The rain was back in Downton today, but uninterrupted internet access wasn’t. Which would you like to read about first?
Ok, I’ll be gentle and start with the weather. The fog warning from the invisible Needles lighthouse sounded above the pattering of raindrops as I took my Hordle Cliff top walk just after midday. Cattle, having been brought inside for the winter, have left the sodden fields. Rainwater left its film on the camera lens.
A pair of barely discernible yachts were out on The Solent.
I will now attempt not to rant about BT. The facts should speak for themselves. Not counting the man who connected Infinity Broadband on 10th of this month, we have now been visited by three Openreach engineers. It was number three, this morning, who confirmed that we had been mis-sold our package, which I hadn’t asked for in the first place. After he left I spent the best part of two hours on the phone, mostly pacing up and down the sitting room listeningĀ to music. In fact this could easily have constituted my day’s walk. But it the mood I was in at the end of it all I needed to go out and get wet.
The answer is that our house is 2km from the cabinet in the street, and problems develop if you are 1km away. BT have the equipment to check this at the time of installation without having to enter the property.
I began the day’s call to the sales department in England. I was transferred to the technical help team in India, and back to a woman in England whose task it was now to start the process of getting us back to our previous contract. It was when the technical man, putting me on hold for the third time advised me to wait, sit back and relax, that I very politely stated that I had no option but to wait, yet relax was what I would not be doing.

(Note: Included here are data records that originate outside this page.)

PR #11434, opened 2022-02-04
chore(orc8r): Added query params tests for REST API auth

christinewang5:
# Summary
* Added query params tests for REST API auth
* Slightly refactored CreateTestUser so that it takes in user creds and the policy and does everything at once

# Test
* Ran the unit test to check if right


hcgatewood (changes requested):
Cool these are helpful. Can you also add 1 additional case --

- A token has read permissions for network some_network
- GET /deadbeef?network_id=some_network (same network as above)
- Should return deny, and add comment explaining that we're ensuring network_id is only pulled from the path params, not the query params

hcgatewood (approved):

The upshot is that we must wait ten working days for a complaint to be processed and five for us to be put back on our old broadband. That is a fortnight and a week.
After a salad lunch, served with Jackie’s usual artistry, and fourĀ failed attempts, I managed to cling to the web just long enough to post my second day’s photograph for the black and white challenge. I chose a tiny crop from a picture of an unseasonal cow parsley head that still blooms this November.
Can you find this little jewel in the full frame?
Had there been any sun today, it would have been setting by the time I was able to work on this post. We are dining on Jackie’s chicken jalfrezi (recipe) tonight, but I may not be able to access The Net then, so I am sending it off now.